—
When Audric was just a tender lad, his father took him on his first hunt. He remembered the dry whisper of the branches across his face and the nearby churn of the river, the birdsong that crested to a panic as they were alerted to a human presence, and the ruffle of feathers as they were startled out of their trees. Away, away, to elude the hunters.
The hare twenty yards off in the brush was not so lucky. Audric crouched, unseen, his father’s breath hot on his neck. The boy watched the hare’s eyes, bulbous and wild, its tiny velvet nose twitching as it listened and waited but did not perceive its doom.
Audric remembered thinking the hare could see him there, downwind but surely somewhat visible among the mounded leaves. He remembered the uneasy stirring in his gut as he recognized in that animal something familiar—a will to survive despite the great bigness of the world and the smallness of himself. Powerlessness and the acceptance of that fact. His father was bearing down on him, holding him roughly by the shoulder as Audric hoisted the rifle to aim. He fired and missed the easy shot.
His father’s grip turned biting and cruel.
“Always you stumble at the crucial moment. Fool boy.”
He was no longer afraid of the vastness of the world, and he no longer felt powerless. He would not stumble at the crucial moment.
Concealed by the shadow of a tall, crumbling garden statue, he watched Denning Ede worry his thumb across the top of a crystal glass, pacing among the unblooming azaleas and rain-soft earth. A cold, lush smell filled the garden, the plants and bushes growing unchecked, a primitive, overrun remnant of some more refined time.
The far-off lanterns glowing along the walls at the edge of the property showed Ede to have a face older than his years. Worry lived deep in the cracks along his forehead, eyes, and mouth. Audric pressed himself against the statue as footsteps rapidly approached.
“I hope you realize you have disrupted a most pleasant evening,” muttered Ede.
“Your little hobbies can wait. Until our business is concluded I own you.”
That thrum in his chest had not lied—their quarry had come. Turner Boyle lurked under the high collar of a thickcoat, his red hair a tangled snarl as he grabbed the cup out of Ede’s hands and drank from it.
“I suppose none of this behavior should shock me,” the older man said with a sigh. “You remind me so much of my younger self. It is truly humbling. And sobering.”
“Inspiring, I think you mean.” Boyle laughed darkly. “Ambition runs in the blood.”
In the blood? Audric strained to see the two men better.
“The documents will be yours this evening. Chilvers is the very best in London. The child is made your ward, and the Boyle line is no longer extinct. Unless your godforsaken parents return from America, they will be none the wiser. It is finished, boy, do you hear me? It is finished, and you will never extort another farthing from me. I only have one final question: What makes this child so important to you?”
“He is a loose end,” Boyle replied with a shrug. “This is the beginning of the rest of my very happy life, and I will not leave anything to chance.”

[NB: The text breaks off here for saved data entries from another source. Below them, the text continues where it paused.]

PR #20021, opened 2024-11-27
perf: Cache the DataFrame schema in get_column_index

### LINKED ISSUE #20018: Access to polars DataFrame columns is slow?
### Description

It seems like accessing a column in a polars DF is pretty slow?
I compared pandas vs polars vs polars but instead of accessing the df i turned it into a dict and used that

```python
import random
import timeit

import pandas as pd
import polars as pl

# Create a DataFrame with 50,000 columns and 1 row
num_cols = 50_000
data = {f"col_{i}": [random.random()] for i in range(num_cols)}

pd_df = pd.DataFrame(data)
pl_df = pl.DataFrame(data)


# Method 1: Using Pandas
def pandas_benchmark():
    result = []
    for col in pd_df.columns:
        result.append(pd_df[col][0])
    return result


# Method 2: Using Polars directly
def polars_benchmark():
    result = []
    for col in pl_df.columns:
        result.append(pl_df[col][0, 0])  # Access first row, first column
    return result


# Method 3: Using Polars with a dict conversion
def polars_dict_benchmark():
    df_dict = pl_df.to_dict(as_series=False)
    result = []
    for col in df_dict:
        result.append(df_dict[col][0])  # Access first value of the list
    return result


# Benchmark the methods
def benchmark():
    pandas_time = timeit.timeit(pandas_benchmark, number=1)
    polars_time = timeit.timeit(polars_benchmark, number=1)
    polars_dict_time = timeit.timeit(polars_dict_benchmark, number=1)

    print(f"Pandas time: {pandas_time:.4f} seconds")
    print(f"Polars time: {polars_time:.4f} seconds")
    print(f"Polars (dict) time: {polars_dict_time:.4f} seconds")


if __name__ == "__main__":
    benchmark()
 ```
 
 Results (polars-lts-cpu on my machine)
 ```
 Pandas time: 0.5997 seconds
Polars time: 9.0280 seconds
Polars (dict) time: 0.0561 seconds
 ```
 
 I tried removing the access to the actual value in the column, but that didn't change much.
 
 

 If you agree that this can be improved - I would like to try and tackle this

### PR DESCRIPTION
**Pull request by coastalwhite**
Fixes #20018.

### DIFF
--- a/crates/polars-core/src/frame/mod.rs
+++ b/crates/polars-core/src/frame/mod.rs
@@ -1,6 +1,7 @@
 //! DataFrame module.
 #[cfg(feature = "zip_with")]
 use std::borrow::Cow;
+use std::sync::OnceLock;
 use std::{mem, ops};
 
 use polars_row::ArrayRef;
@@ -178,6 +179,10 @@ pub struct DataFrame {
     height: usize,
     // invariant: columns[i].len() == height for each 0 >= i > columns.len()
     pub(crate) columns: Vec<Column>,
+
+    /// A cached schema. This might not give correct results if the DataFrame was modified in place
+    /// between schema and reading.
+    cached_schema: OnceLock<SchemaRef>,
 }
 
 impl DataFrame {
@@ -274,7 +279,11 @@ impl DataFrame {
         ensure_names_unique(&columns, |s| s.name().as_str())?;
 
         let Some(fst) = columns.first() else {
-            return Ok(DataFrame { height: 0, columns });
+            return Ok(DataFrame {
+                height: 0,
+                columns,
+                cached_schema: OnceLock::new(),
+            });
         };
 
         let height = fst.len();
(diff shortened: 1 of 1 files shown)

### CODE REVIEW

File: crates/polars-core/src/frame/mod.rs [hunk 1]
```diff
@@ -178,6 +179,10 @@ pub struct DataFrame {
     height: usize,
     // invariant: columns[i].len() == height for each 0 >= i > columns.len()
     pub(crate) columns: Vec<Column>,
+
+    /// A cached schema. This might not give correct results if the DataFrame was modified in place
+    /// between schema and reading.
+    cached_schema: OnceLock<SchemaRef>,
```
ritchie46, line 185: I don't think we should add a schema we cannot trust. That feel very brittle.

coastalwhite: Mmmh, I personally think this is fine. I think the alternative -- updating a schema to keep it correct -- is probably more error-prone.

alonme:
Can you post the benchmarks results after this change?

coastalwhite:
> Can you post the benchmarks results after this change?

```
Pandas time: 0.9013 seconds
Polars time: 0.9354 seconds
Polars (dict) time: 0.0627 seconds
```

crates/polars-core/src/frame/mod.rs
ritchie46: > -- updating a schema to keep it correct -- is probably more error-prone.

Yeah, that's also tricky. Alright.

“May God have mercy on that boy.”
Boyle returned the glass, though Ede was reluctant to take it. “I am most obliged,Father.”
“Insolent welp,” Ede hissed. He took a threatening step toward Boyle. “Stupidly, I once admired your mother’s soft heart, but now I see what it has produced. You should have been hided, hard and often; it might have made you a man instead of this…this beast.”
“It takes one to know one.” Boyle performed a mockery of a bow. “Thank you for your cooperation in these matters, Father.”
“Never speak that word to me again!” The crystal cup flew across the garden, shattering against the statue thatsheltered Audric. Glass twinkled down into the bushes, hard, glinting tears. “With this done, you are no longer my issue, you are Boyle’s, and this child is a Boyle. Do not forget that this pistol is pointed both ways, boy.”
“How could I?” Boyle sneered. “A bastard is never allowed the luxury of forgetfulness.”
“Or gratitude. Or humility, it seems.” Ede seemed to wilt, his shoulders collapsing inward. “Go and go now, before you are seen. My courier will handle what remains.”
With another ridiculous bow, Boyle was gone.
18
Clemency’s mind spun so fast the room tilted, a blur of bad wallpaper and Oriental rugs, an upside-down Vauxhall fireworks explosion that left her clutching the back of a chair for support. She had wandered out from Mrs. Chilvers’s study in a fog, taking careful, tiny steps until she at last rejoined the other guests and lost herself briefly in their too-loud laughter.
“Clemency! Oh, you are quite pale! Are you ill?” Tansy had come, peering into her face with a worried expression.
“Some air will set me to rights,” Clemency lied. She would need rather more than some air. But anywhere other than that hot, crowded room would be an improvement. “Stay,” she told Tansy. “Just…stay. I will not be long.”
The documents hidden in her bodice scratched against her skin, an unfriendly reminder of all that had just transpired. Awhirl. Her brain was awhirl. She hurried clumsily to the entrance hall and then out the door, ignoring the maid who looked stricken at the thought of her going out without a wrap.